Underpinning everything was a frank recognition that trust remains a core barrier. Many local communities view investors—whether foreign or domestic—with suspicion, stemming from decades of extractive deals that left host communities worse off. Impact investing must be demonstrably transparent, with clear social metrics and community accountability baked in from day one.

Speakers highlighted the need for robust data collection and reporting systems so that impact claims can be verified independently—not just by glossy annual reports.

Why This Matters for Nigeria

Nigeria, with its huge population and entrepreneurial energy, remains Africa’s biggest magnet for investment capital. Yet local startups and social enterprises still struggle to scale because capital is either too costly or too risk-averse.

The Lagos reception served as a reminder that if impact investing is to move from boardroom buzzword to real community development tool, Nigeria must play a leadership role. Not just in absorbing capital—but in shaping the rules, the measurement frameworks, and the governance structures that keep investors accountable.

Stakeholders agreed that media, civil society, regulators, and entrepreneurs must work hand-in-hand to ensure impact investing does not become a mere rebranding of traditional venture capital—focused solely on financial exit without leaving communities stronger.

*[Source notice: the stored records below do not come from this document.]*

PR #9581, opened 2022-07-14
Show a better error message when a debugger is not installed

### LINKED ISSUE #8836: Misleading error message when GDB is not installed
Bug type: Debugger

If I don't have GDB installed (yet), and try to use the 'build and debug active file' feature (on Linux, with g++), I get an error message: 

image

However, all I have at this point is `tasks.json` (not `launch.json`, which it refs to), and there is no reference to `miDebuggerPath` in it.

It would be useful if this error message provided enough information to determine that the issue is that GDB needs to be installed.

ChaseKnowlden:
Resolves: #8836

### DIFF
--- a/Extension/src/Debugger/configurationProvider.ts
+++ b/Extension/src/Debugger/configurationProvider.ts
@@ -857,7 +857,7 @@ export class DebugConfigurationProvider implements vscode.DebugConfigurationProv
 
     public async buildAndDebug(textEditor: vscode.TextEditor, debugModeOn: boolean = true): Promise<void> {
         let folder: vscode.WorkspaceFolder | undefined = vscode.workspace.getWorkspaceFolder(textEditor.document.uri);
-        const err: boolean = false;
+        let err: boolean = false;
 
         const selectedConfig: CppDebugConfiguration | undefined = await this.selectConfiguration(textEditor);
         if (!selectedConfig) {
@@ -876,6 +876,7 @@ export class DebugConfigurationProvider implements vscode.DebugConfigurationProv
         selectedConfig.debugType = debugModeOn ? DebugType.debug : DebugType.run;
         // startDebugging will trigger a call to resolveDebugConfiguration.
         if (err) {
+            err = true;
             throw new Error(localize("debugger.not.installed", "The debugger you're using is not installed. Please install the debugger first."));
         } else {
             await vscode.debug.startDebugging(folder, selectedConfig, { noDebug: !debugModeOn });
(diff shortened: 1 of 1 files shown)


sean-mcmanus:
@WardenGnaw Can you code review this? We plan to do a release on Monday.

Extension/src/Debugger/configurationProvider.ts
```diff
@@ -874,6 +884,10 @@ export class DebugConfigurationProvider implements vscode.DebugConfigurationProv
         selectedConfig.debugType = debugModeOn ? DebugType.debug : DebugType.run;
         // startDebugging will trigger a call to resolveDebugConfiguration.
         await vscode.debug.startDebugging(folder, selectedConfig, { noDebug: !debugModeOn });
+
+        if (error) {
```
WardenGnaw: When is `error` re-evaluated?

Extension/src/Debugger/configurationProvider.ts
```diff
@@ -779,6 +779,14 @@ export class DebugConfigurationProvider implements vscode.DebugConfigurationProv
         return util.getRawJson(path);
     }
 
+    private showUnifiedErrorMessage(error: any): string {
+        let message: string = error.message;
+        if (error.stack) {
+            message = localize('launch.error.stack', "The stack trace was: {0}", error.stack);
```
WardenGnaw: We should also include the original `error.message` with the stacktrace. I think you wanted to append this.

Extension/src/Debugger/configurationProvider.ts
```diff
@@ -874,6 +884,10 @@ export class DebugConfigurationProvider implements vscode.DebugConfigurationProv
         selectedConfig.debugType = debugModeOn ? DebugType.debug : DebugType.run;
         // startDebugging will trigger a call to resolveDebugConfiguration.
         await vscode.debug.startDebugging(folder, selectedConfig, { noDebug: !debugModeOn });
+
+        if (error) {
+            this.showUnifiedErrorMessage(errorMessage);
```
WardenGnaw: `showUnifiedErrorMessage` looks like it takes an object. However, you are passing in a string and trying to use `errorMessage.message` and `errorMessage.stack`. 

Can you define the class you expect instead of using `any`?

WardenGnaw (changes requested):

Extension/src/Debugger/configurationProvider.ts
ChaseKnowlden: after it starts debugging.

Extension/src/Debugger/configurationProvider.ts
ChaseKnowlden: Sounds good!

Extension/src/Debugger/configurationProvider.ts
ChaseKnowlden: I'll try.

Extension/src/Debugger/configurationProvider.ts
WardenGnaw: `error` shouldn't magically be assigned in this method.

Did you want to get the boolean from `startDebugging`?

```
error = await vscode.debug.startDebugging(folder, selectedConfig, { noDebug: !debugModeOn });
```

Method definition:
>  startDebugging(folder: vscode.WorkspaceFolder | undefined, nameOrConfig: string | vscode.DebugConfiguration, options: vscode.DebugSessionOptions): Promise<boolean>

ChaseKnowlden:
Closing

PR #9622, opened 2022-07-21
Add inlay hint tests, fix setting update of autoDeclarationTypes.showOnLeft

michelleangela:
- Fix setting update of `autoDeclarationTypes.showOnLeft`.
- Add inlay hint tests to E2E intelliSense tests. (The E2E intelliSense tests only run once a week internally)

### DIFF
--- a/Extension/src/LanguageServer/Providers/inlayHintProvider.ts
+++ b/Extension/src/LanguageServer/Providers/inlayHintProvider.ts
@@ -35,7 +35,7 @@ interface GetInlayHintsResult {
 
 type InlayHintsCacheEntry = {
     FileVersion: number;
-    TypeHints: vscode.InlayHint[];
+    TypeHints: CppInlayHint[];
     ParameterHints: CppInlayHint[];
 };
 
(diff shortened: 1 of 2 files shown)


sean-mcmanus:
@michelleangela Is the test passing or failing? I see the last run failing on Linux:
  1) [Inlay hints test]
       [Inlay Hints - parameter names]:

      AssertionError [ERR_ASSERTION]: Incorrect number of results.
      + expected - actual

also, one my changes caused the Windows E2E binary test to fail so the typescript tests aren't running -- I'm not sure why there's a difference test output with the E2E version versus our primary test pass, i.e. it seems like they should have the same results and I haven't seen what a difference is yet.

sean-mcmanus:
Also -- why is the root test task showing as a pass when the inlay hint test fails?

sean-mcmanus:
If you want to me to get the Windows E2E test to pass right away you or I could potentially add a fallback baseline for the failing tests until I can figure out what is causing the difference (not sure when that will be yet...hopefully next week).

sean-mcmanus:
> If you want to me to get the Windows E2E test to pass right away you or I could potentially add a fallback baseline for the failing tests until I can figure out what is causing the difference (not sure when that will be yet...hopefully next week).

Oh, I believe the test failure is caused by a difference between the use of git clone and a non-git clone checkout leading to \r\n versus \n differences -- I think I can just add a fallback to handle both cases.

michelleangela:
> @michelleangela Is the test passing or failing? I see the last run failing on Linux:
> 
> 1. [Inlay hints test]
>    [Inlay Hints - parameter names]:
>    AssertionError [ERR_ASSERTION]: Incorrect number of results.
>    
>    * expected - actual
>      -20
>      +16
> 
> also, one of my changes caused the Windows E2E binary test to fail so the Windows typescript tests aren't running -- I'm not sure why there's a difference test output with the E2E version versus our primary test pass, i.e. it seems like they should have the same results and I haven't seen what a difference is yet.

The E2E test on Linux should show fail for that one test case not passing. The test case "[Inlay Hints - parameter name]" is supposed to fail until the issue for split parameter is resolved.

sean-mcmanus (approved):

PR #9624, opened 2022-07-22
Fix inlay hints Chinese translate mistakes.

kouhe3:
fix : 
- [x] Improper translation of 'suppress'
- [x] Should not translate `const`, `auto index` , `swap`


sean-mcmanus (approved):

michelleangela:
Do we need to file an internal bug to the loc team for this so they can correct it on their source code? Otherwises the next time they provide updates to the loc files, this will get reverted.

sean-mcmanus:
> Do we need to file an internal bug to the loc team for this so they can correct it on their source control? Otherwise, the next time they provide updates to the loc files, this will get reverted.

Yes, @Colengms usually handles that.

michelleangela (approved):

Colengms:
> > Do we need to file an internal bug to the loc team for this so they can correct it on their source control? Otherwise, the next time they provide updates to the loc files, this will get reverted.
> 
> Yes, @Colengms usually handles that.

This can go in.  I will open bugs for this on my next pass through the loc strings (as I'll find more issues then and open a bug per language).

PR #9633, opened 2022-07-23
Add tag parsing feature

### LINKED ISSUE #9570: Add some C_Cpp.tagParseAsC setting to enable C mode tag parsing
### Feature Request

Currently we tag parse all files as C++, but this is buggy when a C identifier matches a C++ keyword. We could use add some setting to switch it to tag parse as C instead, which would be useful for C projects. Not sure if this "C-ness" of a project should be generalized though, beyond tag parsing, e.g. C_Cpp.useCMode. It's possible this may also cause unexpected issues with tag parsing headers that contain C++ (potentially new crash regressions).

There are multiple previous issues related to this. VS has Won't Fixed the issue, but I don't think they have as many C users compared to C++.

ChaseKnowlden:
Adds a new C++ feature.

Resolve: #9570


Extension/src/LanguageServer/client.ts
```diff
@@ -1414,6 +1414,9 @@ export class DefaultClient implements Client {
                 references: {
                     ...vscode.workspace.getConfiguration("C_Cpp.references", this.RootUri)
                 },
+                tagParseAsC: {
```
sean-mcmanus, line 1417: This is not required. This would only be used if "tagParseAsC" had additional settings on the right of a ".". Also, the setting isn't being passed to the language server during initialization.

sean-mcmanus (changes requested):
This feature can't be implemented without changes to our closed source code to handle the new tagParseAsC setting. Until we make those changes, this PR just adds a setting that isn't used.

ChaseKnowlden:
I don't have access to the code!

ChaseKnowlden:
Gotta close anyway because of that comment.

Issue #9614, opened 2022-07-21
Show a more informative error message when trying to use IntelliSense-related commands when IntelliSense is Disabled.


bferguson3:
### Environment

- OS and version: Mac M1 Monterey 12.3
- VS Code: 1.69
- C/C++ extension: 1.10.8
- OS and version of remote machine (if applicable): n/a

### Bug Summary and Steps to Reproduce

Bug Summary:
As was reported several times before, out of nowhere I am getting the 'command 'C_Cpp.ResetDatabase' not found' error. This same style of error occurs for every C/C++ extension command. 

Steps to reproduce:
1. Delete all configuration and cache files for VS Code *everywhere* 
2. Install newest VS Code and newest C/C++ extension
3. Install recommended files for Carbon 
refer to https://github.com/carbon-language/carbon-lang/blob/trunk/.vscode/extensions.json
clangd required a configuration change. This likely broke c/cpp extension.
4. Open a C/C++ file and attempt to run the command Reset Intellisense Database 
5. Observe the error occurs

### Other Extensions

https://github.com/carbon-language/carbon-lang/blob/trunk/.vscode/extensions.json

### Additional Information

This issue persists after a reboot and after deleting every configuration file I can find

Colengms:
Hi @bferguson3 .  When  you installed the clangd extension, it would have prompted you with something like the following:

![image](https://user-images.githubusercontent.com/49173979/180317085-5487b59f-ddc9-461c-8a3e-6873588626b6.png)

Assuming you clicked on `Disable IntelliSense`, that would have disabled the majority of the functions of the C/C++ Extension.  As a result, many of the C/C++ Extension commands involving IntelliSense will fail and trigger the error dialog you referred to.

We can use this issue to track displaying a more informative error message in this scenario.  Though, the non-functionality of those features is intentional when IntelliSense is disabled.

bferguson3:
Hi Colen,

Thanks for the reply. Yes, that was the message I saw.

Please re-read the ticket. I have done a complete removal of all
extensions, VS Code itself, and cache subdirectories. The issue persists.

When you get a chance to look more closely let me know.

sean-mcmanus:
@bferguson3 Do you have the C_Cpp.intelliSenseEngine set to "Disabled" in your settings?

Colengms:
[...]

PR #9640, opened 2022-07-26
Display warning for commands when IntelliSenseEngine is Disabled

Colengms:
Addresses: https://github.com/microsoft/vscode-cpptools/issues/9614

This is implemented in such a way that registering a new command still requires adding only 1 line, and it's not necessary to maintain two separate lists of commands.

### DIFF
--- a/Extension/src/LanguageServer/extension.ts
+++ b/Extension/src/LanguageServer/extension.ts
@@ -38,6 +38,7 @@ let clients: ClientCollection;
 let activeDocument: string;
 let ui: UI;
 const disposables: vscode.Disposable[] = [];
+const commandDisposables: vscode.Disposable[] = [];
 let languageConfigurations: vscode.Disposable[] = [];
 let intervalTimer: NodeJS.Timer;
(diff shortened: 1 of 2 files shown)


Extension/src/LanguageServer/extension.ts
```diff
@@ -383,53 +384,66 @@ function onInterval(): void {
...
+
+function onDisabledCommand(): void {
+    const message: string = localize(
+        {
+            key: "on.disabled.command",
+            comment: [
+                "Markdown text between `` should not be translated or localized (they represent literal text) and the capitalization, spacing, and punctuation (including the ``) should not be altered."
+            ]
+        },
+        "IntelliSense related commands cannot be executed when `C_Cpp.intelliSenseEngine` is set to `Disabled`");
```
sean-mcmanus: IntelliSense-related

sean-mcmanus: I think it should end with a period.

sean-mcmanus (approved):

What’s Next: Accra and Beyond

The Africa Impact Summit Tour now shifts to Accra, Ghana, where larger plenary sessions, investor pitch showcases, and policy dialogues will take place. The Ghana summit aims to convene over 400 leaders from government, private capital, development finance, and local entrepreneurs to hammer out concrete deals and sign collaborative charters.

For Nigerian delegates, the Lagos reception was the springboard: ideas seeded in this room will feed into taskforce recommendations, joint investment platforms, and region-wide impact reporting standards.

The broader goal? By 2030, Africa should not be chasing impact investment dollars on donor terms. Instead, the continent should set its own priorities and channel local and international finance toward solutions that reflect the realities of its people.

Final Word

In a landscape littered with abandoned projects and unmet promises, gatherings like the Africa Impact Summit Tour Lagos reception offer cautious optimism. By keeping the conversation candid and the goals specific, impact investing in Africa has a chance to fulfil its promise: not as charity, not as PR, but as patient capital powering the continent’s next growth story—one community at a time.